>Хрущев громит интеллигенцию! На трибуне оправдывается Андрей Вознесенский. В президиуме третий справа Леонид Брежнев, четвертый – Михаил Суслов.
>Легендарный «Метрополь», 1979 год. Слева направо снизу вверх: Борис Мессерер, Фазиль Искандер, Андрей Битов, Василий Аксенов, Евгений Попов, Виктор Ерофеев, Белла Ахмадулина, Андрей Вознесенский, Зоя Богуславская.
Новогодний вечер был прекрасен, и желание передушить гостей придавало ему внутренней энергичности. Шампанское и садизм сочетаются пикантно.
Напротив за столом сидел Василий Аксенов, и мои друзья, сбросив культурные личины, обращались к нему на ты и вообще с хамским равноправием. А одна лысая дубина, записной весельчак-тамада, утомительно дудел свои темы, слова не вставить.
Они типа давно знали Аксенова, понимаешь. Меня представили, я оказался влипшим в окружающий воздух до неподвижности и с негодованием завидовал развязным болтунам, шутившим с Аксеновым.
– Эге, ребята, да вы, я вижу, взялись за дело всерьез, – одобрительно сказал Аксенов, когда по отмашке Генделева я скрутил пробку очередному литру «Абсолюта». Сам он сдержанно общался с бутылкой бордо. Он ее и принес, правильно прогнозируя ситуацию. Он бегал по утрам и играл в баскет.

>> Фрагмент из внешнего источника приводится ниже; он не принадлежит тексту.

PR #5155, opened 2026-09-03
Categorize preempted jobs under a static preemption category

dejanzele:
The scheduler stamps `FailureCategory: "preemption"` on both terminal errors of a preempted run, and the preemption type string as the `FailureSubcategory`: `fairshare`, `urgency`, `optimiser`, `api`, `reconciler`, `unknown`, or `unknown-gang`. One function, `createEventsForPreemptedJob`, builds those errors for all three preemption paths: the scheduling round passes the job context's preemption type, the node reconciler passes `reconciler`, and a preemption request through the API passes `api`. An empty type falls back to `unknown`, the same default the preemption metrics use. The category constant lives in `internal/common/errormatch`, next to the `internal` category, and follows the same rule: the Error-construction site sets it, and the operator categorizer never does.

The Lookout ingester needs its own change, because `handleJobRunErrors` skips run-level preemption errors: the `JobRunPreempted` event owns the run state and the error text. The preempted-error case now appends an update that carries only the failure classification, so the `job_run` row gets the category and subcategory without touching state or error.

The subcategory reuses the scheduler's `PreemptionType` strings, the same values the preemption metrics expose, so one vocabulary covers the metrics and the Lookout rows.

Verification: unit tests cover the scheduler events, the type fallback, and the ingester passthrough. On a local stack with a real executor on a kind cluster, `armadactl preempt job` on a running job produced a Lookout run row with `failure_category=preemption` and `failure_subcategory=api`, run state `RUN_PREEMPTED`, and job state `PREEMPTED`. A second scenario saturated the cluster from one queue with preemptible jobs and submitted a non-preemptible job from another queue. The scheduler evicted a running pod by fair-share preemption, and the evicted run's row read `failure_category=preemption` and `failure_subcategory=fairshare`.

### DIFF
--- a/internal/common/errormatch/doc.go
+++ b/internal/common/errormatch/doc.go
@@ -10,4 +10,10 @@
 // for config validation. Non-pod conditions ([ConditionPreempted],
 // [ConditionLeaseReturned], [ConditionLeaseExpired], [ConditionAppError]) are also defined here
 // for use by the retry engine but are not included in [KnownConditions].
+//
+// The failure-category constants ([CategoryInternal], [CategoryPreemption])
+// and the Subcategory constants name the classifications that Armada
+// hard-codes on self-generated errors. The operator categorizer never
+// assigns them. Errors in [CategoryPreemption] carry the scheduler's
+// preemption type string as their subcategory.
 package errormatch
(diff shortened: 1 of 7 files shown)


dejanzele:
@greptileai

masipauskas (approved):

JamesMurkin (approved):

Уже рухнул Союз, и Аксенов наезжал в Москву периодами. Ему вернули гражданство и дали квартиру в высотке на Котельнической. Сумасшедшая жизнь в разоренной и обогащающейся Москве была непонятна. Литература рухнула в нети, советские писатели ушли под горизонт растерянно и ошеломленно.
Я встал и со злобной значительностью вбил тост про классика, честь сидеть рядом, пусть каждый знает свое место, и несмотря на окружающее, на прошлое и будущее, все отлично.
– А ты, Мишка, со своей ледяной эстонской жизнерадостностью, – сказал Кабаков, – только оттеняешь трагичность жизни русских писателей.
– Такой русский, хучь в рабины отдавай, – чмокнул цитату Генделев.
Аксенов был немногословен, дружелюбен и лукав. Он был естественно прост – никакой дистанции между ним и тобой. Спокойный мужик, сипатый голос, у глаз морщинки. Курит и слушает.
Я сидел и смотрел.
Когда он ушел, мы вдруг сразу напились.
Ни одна крупная личность не бывает понята до конца.
Любая крупная личность являет собой портрет и летопись эпохи.
Кто был ОН и кто был я – когда пятиклассник на забайкальской станции Борзя читал в журнале «Юность» странную повесть «Коллеги»? Странная она была тем, что люди разговаривали в ней не как в книжках, а как кругом на самом деле: это было непривычно и рождало некое непонятное волнение. И вся интонация повести была какой-то такой, как люди просто разговаривают о жизни и разных своих делах. Пятиклассник не отдавал себе в этом отчета, конечно, не мог это сформулировать, просто испытывал легкое приятное удивление от чтения: было в этом чтении доверительное узнавание интересной и настоящей жизни.
Это и была новая советская литература – молодежная проза оттепели: между писателем и читателем отсутствовало пространство взаимоусловленной фальши. И под уровнем слов всегда дышала наготове та подначка, с которой мы разговаривали между собой. Герои перестали выспренно вещать и прикрыли шуточками благородную сущность.
«Набравшись духа, он прополоскал рот двумя десятками английских слов. Капитан, сморщив лицо, слушал, а потом спросил:
– Ду ю спик инглиш? Френч? Джермен?»
– Слушай, как ты все это помнишь? – спросил Аксенов сорок лет спустя; это звучало так, словно он ответно возвращал мне тень сделанного ему комплимента.
– Ты это писал – а мы с этим формировались, в нас это осталось частью раз и навсегда воспринятой действительности, – ответил я.
И как только услышал свои прозвучавшие слова – я понял, что никакой лести тут не было, а была правда: просто странно и непривычно, что правда может звучать так – как заздравный тост. Или, того чище, надгробная речь, которая при жизни не имеет к человеку никакого отношения.